Is it hard to be so disciplined?

I'm one of the least disciplined competitors I've come across, as far as being ranked at World Championship level. Training is easy for me, I'm happy to devote endless hours into the gym. I love all aspects of training – endurance, strength, pain, lactic acid, personal bests, boring cardio even! My diet however is always an area where I will often stray from the guidelines, I think this shows that inside i'm just a normal gym-goer –and most of them in my direct experience fall down with their diet and lifestyle, but are happy to nail it in the gym six times a week! So promising to not drink or go out for 12 weeks, well, that sometimes gets forgotten. No carbs from Monday to Friday? Occasionally something will slip in. These sorts of irregularities are generally managed, but it's rare that I'm 100% on point with my diet during a competition prep!

What do you find the most rewarding about being a fitness model and VPT?
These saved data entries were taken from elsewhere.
PR #237, opened 2016-06-30
Set terminal title to reflect current page

woorst:


michael-lazar:
Looks good for subreddits, but I think it gets too cluttered when it prints the entire submission URL.

image
image

How do you feel about just doing this for subreddits, unless you have any other ideas? Also I would suggest putting the **rtv vX.Y.Z** first so it doesn't get cut off if the window is too small.

woorst:
How about I ellipsize the middle of the title string if it is over so many characters?

It seems to be common append program name after the filename in most applications

michael-lazar:
Do you have any examples? I don't see many applications that edit the terminal title in the first place. The one that I did find was ``elinks``,  which I believe just uses the \<title\> element instead of the whole url.

image

woorst:
[vim](https://i.imgur.com/VchbV.png)
[ncmpcpp](http://rybczak.net/ncmpcpp/screens/screen03.png)
[mps-youtube](https://github.com/mps-youtube/mps-youtube/blob/9152509e820c2d822f5de643b264d73e07b2b7a3/mps_youtube/util.py#L122)

michael-lazar:
Fair enough, thanks for providing examples. I think that cutting to 50 characters is good enough to address my concern.

PR #1, opened 2024-04-02
EB-29 Create basic hugo website layout

RMCrean:
As shown in the meeting, this PR is for the basic Hugo site layout

**Two things in particular I would like to check:**

1. I've edited the README (inside hugo) to add some extra flags to the hugo serve command. Do you agree with these flags? It seems like different people recommend different flags when developing/editing the website. 

2. Each species has been setup such that each tab will need a different page inside the given species subfolder. I think this will be okay as in the future we can write a script to create a new species folder with these files partially prefilled with yaml. Are you okay with this setup?


akochari (approved):
All looks good to me! Great job also with the search using pagefinder. I never got around to making search work in Hugo sites myself :)

RMCrean:
Great, thanks for checking!

PR #2, opened 2024-04-08
EB-22 Make script to get taxonomy info for each species 

RMCrean:
This PR does 2 main things:
- Making a python script to extract taxonomy info given a list of species.
- An example of how to include the taxonomy information from this script and display it on the Hugo site.


RMCrean:
(Merging myself as no conflicts and we are still in early stages)

PR #3, opened 2024-04-22
Improve species display on Hugo site 

RMCrean:
- (EB-37) Implement stats page on Hugo using the template provided. 
- Use Bootstrap cards to display each species, and styling of these cards, with filter by tags included. 
- Integrity checks for all scripts, and improve accessibility. 
- Setup so all data sources for a species is in a single folder (per species)


RMCrean:
(Merging myself because project still in early stages)

PR #6, opened 2024-05-03
EB-46: Add pre-commit and GH actions

RMCrean:
### pre-commit
See the .pre-commit-config.yaml file. Some generic checks alongside [markdownlint](https://github.com/DavidAnson/markdownlint) for files inside the hugo folder and [ruff](https://github.com/astral-sh/ruff) for any python files. There is a ruff.toml file which makes python files with lines longer than 120 not fail the commit. 

I've added some documentation about how to set up pre-commit in the main README. 

### GitHub actions:

As it is currently setup, no action is required to pass for a commit/merge to occur. 

4 GitHub actions added:

1. Trivy - security scanning - runs on all commits/PRs to main or develop. 
2. lighthouse - test Hugo site, for speed and accessibility etc... 
     This is only triggered if a file is changed inside the hugo folder. 
     You get a html report for each webpage checked that is available from the action logs (for 14 days).  

3. build and push docker container:
    Only triggered if a version tag is added to the commit. 

4. pre-commit with same configuration as the locally run pre-commit

### Specific Questions: 
1. Trivy - at the moment the security scanning is run on the repository just after checkout. I see in the [README of the trivy action](https://github.com/aquasecurity/trivy-action) that you can instead build a docker image and then scan that. Does that make more sense to do instead? 
2. Should we add any specific checks for bash/shell scripting? @kwentine you've wrote most of the shell scripts so far so if you have a preference here feel free to add it.

I welcome any comments about things to add/remove or improvements to any of the actions workflow files.


.github/workflows/container_reg.yml
```diff
@@ -0,0 +1,46 @@
+name: Build and push image to GitHub Container Registry
+on:
+  push:
+    tags:
+      - 'v*.*.*' # i.e. has to have a release tag to run
```
sandstromviktor, line 5: Could be nice to add a workflow dispatch here so that you can run the workflow manually, to deploy test images etc. 
see [this link](https://docs.github.com/en/actions/using-workflows/events-that-trigger-workflows#workflow_dispatch)

sandstromviktor (commented):
Not sure if i am the one to approve, but the workflows looks good to me. I added a suggestion to add manual trigger to workflows so that you can test stuff easier.

.pre-commit-config.yaml
alfredeen, line 1: You could consider adding checks
  - id: check-merge-conflict
  - id: detect-private-key

alfredeen: Consider adding black, flake8, mypy and isort checking.

alfredeen (approved):
Made a few suggestions. Otherwise lgtm with the current branch strategy.

.github/workflows/container_reg.yml
RMCrean: Thanks, I didn't know about this option!   
I have now added a commit 4a98b6cac55128e1ab678b0c8ca0db65226e584f to add this in. And put a parameter in to control the docker tags. Does that look good? 

It seems the PR must be merged before I can test the workflow_dispatch option unfortunately (I can't see it in the actions sidebar at least).

.pre-commit-config.yaml
RMCrean: Thanks for the suggestions. I've added the: check-merge-conflict and detect-private-key options. 

I had assumed the [ruff linter](https://docs.astral.sh/ruff/linter/) had added its replacement of isort and flake8 etc.., but it was not by default active. I've updated the ruff.toml file to add in isort and flake8 and then made sure all the python scripts now meet this criteria etc...    

The [ruff formater](https://docs.astral.sh/ruff/formatter/) is an alternative to black. 

For mypy, I'm not sure about whether to enforce type checking so I wont do it at this stage unless others on the project specifically want it. 

The commit with these changes is 08d84e0a8b02cc9f4cf85f179b211257edb9235d

Thank you for checking the PR, I'm going to click resolve as you have already approved the PR but please feel free to reopen of course if you want to add something!

.github/workflows/container_reg.yml
alfredeen: Yes. I believe that the workflow with the dispatch must reside in the default branch.

RMCrean: Thanks, I will test the build once the PR is merged then and update it if needed.

kwentine (approved):
Thanks for laying this comprehensive foundation! 👍🏻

It's the ability to educate and motivate others. Helping someone to make changes to their physique and often their lifestyle is immensely rewarding. Seeing a client get onto the stage, and take a trophy or a medal is rewarding x 10! Just two weeks ago I watched one of my Stage Coaching clients win his Pro level category at the WBFF World Championships in Las Vegas, and is now the World Champ. We celebrated quite hard after. These things make me very happy.

And tell us something that no one knows about you…

When i was a kid, I used to have Superman duvet and Superman pillows. He was a childhood icon to me. I also used to tell my dad (RIP) that he had biceps like Arnold Schwarzenegger's and that I wanted to have some when I was older!